*** Block opens ***

Issue #1098, opened 2020-10-01
[dor-services-app/prod] KeyError: key not found: nil


jcoyne:
## Backtrace

    line 94 of [PROJECT_ROOT]/app/services/cocina/from_fedora/descriptive/titles.rb: fetch
    line 94 of [PROJECT_ROOT]/app/services/cocina/from_fedora/descriptive/titles.rb: block in structured_name
    line 94 of [PROJECT_ROOT]/app/services/cocina/from_fedora/descriptive/titles.rb: map

[View full backtrace and more info at honeybadger.io](https://app.honeybadger.io/projects/50568/faults/68290956)

PR #1099, opened 2020-10-01
Handle namePart nodes that are unlabeled

jcoyne:
## Why was this change made?

Fixes https://github.com/sul-dlss/dor-services-app/issues/1098 which will allow https://argo.stanford.edu/view/druid:qx518tq4049 to proceed.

*** Block closes ***

All of the records above are to be copied exactly.

_Answer box_:
Issue #1098, opened 2020-10-01
[dor-services-app/prod] KeyError: key not found: nil


jcoyne:
## Backtrace

    line 94 of [PROJECT_ROOT]/app/services/cocina/from_fedora/descriptive/titles.rb: fetch
    line 94 of [PROJECT_ROOT]/app/services/cocina/from_fedora/descriptive/titles.rb: block in structured_name
    line 94 of [PROJECT_ROOT]/app/services/cocina/from_fedora/descriptive/titles.rb: map

[View full backtrace and more info at honeybadger.io](https://app.honeybadger.io/projects/50568/faults/68290956)

PR #1099, opened 2020-10-01
Handle namePart nodes that are unlabeled

jcoyne:
## Why was this change made?

Fixes https://github.com/sul-dlss/dor-services-app/issues/1098 which will allow https://argo.stanford.edu/view/druid:qx518tq4049 to proceed.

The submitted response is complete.